The word "Thanks" occurs in some lines of the listing. Copy those lines.

▶ _Record extracts_:
· · · · ·

PR #162, opened 2026-04-05
fix: exclude net-label-only nets from MSP pair queue (closes #79)

satyamdas03:
## Problem

Pins connected *only* via `netConnections` (net labels like VCC/GND, with no `directConnections`) incorrectly produced routed wire traces. Since net labels already represent the electrical connection visually, drawing a wire trace between these pins creates a spurious extra line (the repro61 bug).

## Root Cause

`getConnectivityMapsFromInputProblem` passes `directConnMap.netMap` **by reference** to `new ConnectivityMap(...)`. When `netConnMap.addConnections` adds net-label entries, it mutates the same underlying object — so `directConnMap.netMap` ends up containing *all* nets, including purely-netlabel ones.

As a result, `Object.keys(netConnMap.netMap)` in `MspConnectionPairSolver` queues every net (including VCC, GND that have zero direct wires), which generates spurious MSP pairs and traces.

## Fix

Build a flat `Set<string>` of pin IDs that appear in at least one `directConnections` entry. Then filter the queued net IDs to only those where at least one connected pin is in that set:

```typescript
const directlyWiredPinIds = new Set<string>()
for (const dc of inputProblem.directConnections) {
  for (const pid of dc.pinIds) {
    directlyWiredPinIds.add(pid)
  }
}
this.queuedDcNetIds = Object.keys(netConnMap.netMap).filter((netId) => {
  const connectedIds = netConnMap.getIdsConnectedToNet(netId) as string[]
  return connectedIds.some((id) => directlyWiredPinIds.has(id))
})
```

## Tests

- `MspConnectionPairSolver_repro61` — verifies 0 MSP pairs for net-label-only circuits ✅
- `SchematicTracePipelineSolver_repro61` — full pipeline, 0 traces generated ✅
- `MspConnectionPairSolver_repro1` expectation corrected (4 → 2 pairs; GND was net-label-only) ✅
- 7 example snapshots updated (cleaner output — no more spurious GND traces) ✅
- **51 pass, 0 fail — full suite** ✅

/claim #79


satyamdas03:
Hi @seveibar, just checking in on this PR. It's mergeable and closes #79. Would appreciate a review when you get a chance — happy to address any feedback. Thanks!

PR #172, opened 2026-04-11
feat: merge close same-net trace segments after cleanup

dallylee:
Hey @seveibar! Daniel (Dali) here. I've been following the solver's progress and decided to jump in on this trace-merging issue...

/claim #29

This PR adds a dedicated `SameNetSegmentMergingSolver` phase after `TraceCleanupSolver` and before the final `NetLabelPlacementSolver` pass.

What it does:
- groups solved traces by `globalConnNetId`
- scans horizontal and vertical segments separately so only truly parallel segments are considered
- treats endpoint segments as anchors, so pin-attached geometry stays fixed while nearby internal same-net segments can snap onto it
- clusters remaining movable same-net segments when they overlap along their run and are within a small merge threshold (`0.15`), then snaps them onto a shared weighted axis
- normalizes each updated path after every move so duplicate points and accidental collinear leftovers are removed before the next pass

I kept the phase intentionally tight: it only merges overlapping parallel spans on the same net, and it refuses to move endpoint segments. That gives the pipeline a post-cleanup consolidation step without rewriting routed connectivity or disturbing pin exits.

Validation:
- `npx bun test tests/solvers/SameNetSegmentMergingSolver/SameNetSegmentMergingSolver.test.ts tests/examples/example29.test.ts tests/solvers/SchematicTracePipelineSolver/SchematicTracePipelineSolver_repro01.test.ts`
- `npx -p typescript@^5 tsc --noEmit`

Best,
Dali

### DIFF
--- a/lib/solvers/SameNetSegmentMergingSolver/SameNetSegmentMergingSolver.ts
+++ b/lib/solvers/SameNetSegmentMergingSolver/SameNetSegmentMergingSolver.ts
@@ -1,0 +1,361 @@
+import type { GraphicsObject } from "graphics-debug"
+import type { Point } from "@tscircuit/math-utils"
+import { BaseSolver } from "lib/solvers/BaseSolver/BaseSolver"
+import type { SolvedTracePath } from "lib/solvers/SchematicTraceLinesSolver/SchematicTraceLinesSolver"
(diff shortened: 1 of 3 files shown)


seveibar:
No visual evidence

PR #180, opened 2026-04-13
fix: merge same-net collinear traces (#34)

a25955813-cloud:
Fixes #34

## What this does
Merges collinear trace segments that belong to the same net and share the same X or Y coordinate into a single segment.

## Changes
- Added `lib/utils/mergeCollinearTraces.ts` — core merge algorithm
- Added `lib/solvers/SameNetTraceMergeSolver.ts` — solver class
- Added `tests/merge-collinear-traces.test.ts` — 8 passing tests

## How it works
1. Groups segments by net ID
2. Separates horizontal/vertical/diagonal segments
3. Merges overlapping or touching segments on the same axis
4. Leaves diagonal segments untouched

/attempt #34
/claim #34

### DIFF
--- a/cosmos.decorator.tsx
+++ b/cosmos.decorator.tsx
@@ -1,4 +1,5 @@
-import React, { useEffect } from "react"
+import type React from "react"
+import { useEffect } from "react"
 
 export const TailwindDecorator = ({
   children,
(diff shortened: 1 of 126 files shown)


a25955813-cloud:
Hi @tscircuit, I've successfully linked my bank account on Algora and it's showing as Active. Could you please confirm if the reward process has been initiated? Thanks!

a25955813-cloud:
I have updated this PR with a more robust geometric approach. I've added a specialized merge-logic.ts within the TraceCleanupSolver directory that uses a distance tolerance to unify traces. It handles floating-point errors and unifies overlapping segments, providing a more complete fix for #34 than simple state resets.

PR #196, opened 2026-04-18
Merge same-net trace lines that are close together (snap to same X/Y)

CyberSculptor96:
## Summary

Adds a new trace cleanup step that merges same-net trace segments running in parallel when they are within a small distance threshold. Parallel horizontal segments get snapped to the same Y coordinate, and parallel vertical segments get snapped to the same X coordinate.

## Changes

- Added `mergeSameNetTraces.ts` with logic to detect and merge close parallel same-net segments
- Extended `TraceCleanupSolver` pipeline with a `merging_same_net_traces` step after Z-shape balancing
- Updated `simplifyPath` to handle degenerate segments from coordinate snapping
- Added tests demonstrating before/after behavior

Closes #34


CyberSculptor96:
Hi! All CI checks are now passing ✅

- **test** ✅ 
- **type-check** ✅  
- **format-check** ✅

This PR implements the fix for #34 by adding a `mergeSameNetTraces` step at the end of the `TraceCleanupSolver` pipeline. The approach:

- Extracts all horizontal/vertical segments from traces sharing the same net
- Snaps parallel segments that are within `0.2` units of each other to their average coordinate
- This causes close parallel same-net traces to visually merge into a single line

Happy to address any review feedback. Let me know if anything needs adjustment!

PR #198, opened 2026-04-18
fix: skip wire routing for net-label-only nets (issue #79)

Wong789:
### Problem
Nets handled exclusively via net label connections (no direct wire connections) were getting spurious extra trace lines. The MSP and LongDistancePair solvers were routing wires for nets that should only have net labels.

### Solution
Filter nets from the routing queue if they have no direct wire connections AND have net label orientations configured. NetLabelPlacementSolver will place the net labels instead of routing wire traces.

### Changes
- `lib/solvers/MspConnectionPairSolver/MspConnectionPairSolver.ts`: Filter queuedDcNetIds
- `lib/solvers/LongDistancePairSolver/LongDistancePairSolver.ts`: Filter queuedCandidatePairs

### Testing
Validated against issue #79 test case.

Fixes #79

/claim #79

### DIFF
--- a/lib/solvers/LongDistancePairSolver/LongDistancePairSolver.ts
+++ b/lib/solvers/LongDistancePairSolver/LongDistancePairSolver.ts
@@ -116,7 +116,27 @@ export class LongDistancePairSolver extends BaseSolver {
         }
       }
     }
-    this.queuedCandidatePairs = candidatePairs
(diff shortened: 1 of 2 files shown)


rushabhcodes (changes requested):
tests are failing, also add proof

PR #199, opened 2026-04-18
fix: remove extra trace lines from duplicate segments (issue #78)

Wong789:
### Problem
Extra trace lines appear in post-processing when SchematicTraceLinesSolver
independently routes MSP connection pairs. Two traces in the same net can share
a physical segment near common pin endpoints, creating visible duplicate lines.
Additionally, splicing rerouted segments into existing paths produces consecutive
duplicate points that render as spurious lines.

### Root Cause
1. **Splice point duplicates**: `_applyBestRoute()` concatenates the original
   path with the new route at splice boundaries, producing consecutive duplicate
   points (same x,y coordinates) that render as extra lines.
2. **Cross-trace overlap**: Independently routed MSP pairs in the same net can
   share physical segments near shared pin endpoints.

### Solution
1. **`removeDuplicateConsecutivePoints`** in `simplifyPath.ts`: Removes
   consecutive duplicate points from a path after splicing.
2. **Apply at splice point** in `UntangleTraceSubsolver.ts`: Calls
   `removeDuplicateConsecutivePoints()` when building the new trace path.
3. **`removeNetSegmentDuplicates`** in `TraceCleanupSolver.ts` (`getOutput()`):
   Final pass to filter duplicate trace segments per net.

### Changes
- `lib/solvers/TraceCleanupSolver/simplifyPath.ts`: +1 function
- `lib/solvers/TraceCleanupSolver/sub-solver/UntangleTraceSubsolver.ts`: apply at splice
- `lib/solvers/TraceCleanupSolver/TraceCleanupSolver.ts`: final dedup pass
- `lib/solvers/TraceCleanupSolver/removeNetSegmentDuplicates.ts`: NEW file

Fixes #78

/.claim

### DIFF
--- a/lib/solvers/TraceCleanupSolver/TraceCleanupSolver.ts
+++ b/lib/solvers/TraceCleanupSolver/TraceCleanupSolver.ts
@@ -19,6 +19,7 @@ interface TraceCleanupSolverInput {
 }
 
 import { UntangleTraceSubsolver } from "./sub-solver/UntangleTraceSubsolver"
+import { removeNetSegmentDuplicates } from "./removeNetSegmentDuplicates"
 import { is4PointRectangle } from "./is4PointRectangle"
 
 /**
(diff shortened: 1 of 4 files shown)


rushabhcodes (changes requested):
tests are failing, also add proof

PR #229, opened 2026-04-25
fix: prevent redundant traces for labeled nets

atecnoco-arch:
This PR fixes issue #79 by filtering out nets that are intended to be connected via net labels. This prevents the solver from generating unnecessary physical traces between components that already have clear label-based connections. (Masterpiece PR by Aria313)


atecnoco-arch:
Ready for review. Automated tests passed. (Aria313)

PR #230, opened 2026-04-25
fix: remove redundant extra trace lines in post-processing

atecnoco-arch:
This PR enhances the simplifyPath logic to more aggressively merge collinear segments and remove zero-length or redundant segments. This fixes issue #78 where extra lines would appear in the schematic output. (Masterpiece PR by Aria313)


atecnoco-arch:
Ready for review. Post-processing logic verified. (Aria313)

PR #419, opened 2026-05-23
fix: ignore net-label-only nets during trace routing

hirosisa:
fix: ignore net-label-only nets during trace routing

/claim #79


hirosisa:
@seveibar All checks have passed on this PR. Could you please review and merge it?

PR #420, opened 2026-05-23
fix: remove redundant second pass in simplifyPath

hirosisa:
This pull request fixes Issue #78 by removing the redundant and buggy second pass in the simplifyPath function, which was introducing extra trace segments. We also add preprocessing to remove consecutive duplicate coordinates and write unit tests to verify the behavior.

/claim #78


hirosisa:
@seveibar All checks have passed on this PR. Could you please review and merge it?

· · · · ·

▶ _Exercise answer_:
Hi @seveibar, just checking in on this PR. It's mergeable and closes #79. Would appreciate a review when you get a chance — happy to address any feedback. Thanks!
Hi @tscircuit, I've successfully linked my bank account on Algora and it's showing as Active. Could you please confirm if the reward process has been initiated? Thanks!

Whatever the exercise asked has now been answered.